Extracted entries ::

PR #1765, opened 2015-07-09
Update git_gerrit.cfg

shaurin:
fixed returning True on Code-Review=-2 in Approvals (of comment-added)


master/docs/examples/git_gerrit.cfg
```diff
@@ -54,7 +54,7 @@ c['change_source'] = changes.GerritChangeSource(gerrit_url, gerrit_user,
 def change_code_review_plus_2(change):
     if "event.approvals" in change.properties:
         for a in change.properties["event.approvals"]:
-            if "Code-Review" in a["type"] and "2" in a["value"]:
+            if "Code-Review" in a["type"] and a["value"] == "2":
```
tardyp: I think some gerrit version might say "+2" in a["value"]. probably we should do 

int(a["value"]) == 2

djmitche:
@shaurin any chance you'll find some time to finish this up?

PR #1766, opened 2015-07-10
Use 'Build' as property source for owners

Riziero:
f owners:
    self.setProperty('owners', owners, self.reason)

Is this intended? The source of the property is the reason?
Should not it be 'Build' since it's happening in class Build?
It has not changed since Eight so I might be wrong, but right now the result on the web UI is horrible.

@tardyp :  I agree it makes few sense


sa2ajj:
:+1:

jaredgrubb:
Looks good!

benallard:
looks good to me.

tardyp:
:+1:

Exercise :: Lines from the start of the entries through the one containing "tardyp: I think" are to be set down again exactly, both ends included.

Written response ::
PR #1765, opened 2015-07-09
Update git_gerrit.cfg

shaurin:
fixed returning True on Code-Review=-2 in Approvals (of comment-added)


master/docs/examples/git_gerrit.cfg
```diff
@@ -54,7 +54,7 @@ c['change_source'] = changes.GerritChangeSource(gerrit_url, gerrit_user,
 def change_code_review_plus_2(change):
     if "event.approvals" in change.properties:
         for a in change.properties["event.approvals"]:
-            if "Code-Review" in a["type"] and "2" in a["value"]:
+            if "Code-Review" in a["type"] and a["value"] == "2":
```
tardyp: I think some gerrit version might say "+2" in a["value"]. probably we should do 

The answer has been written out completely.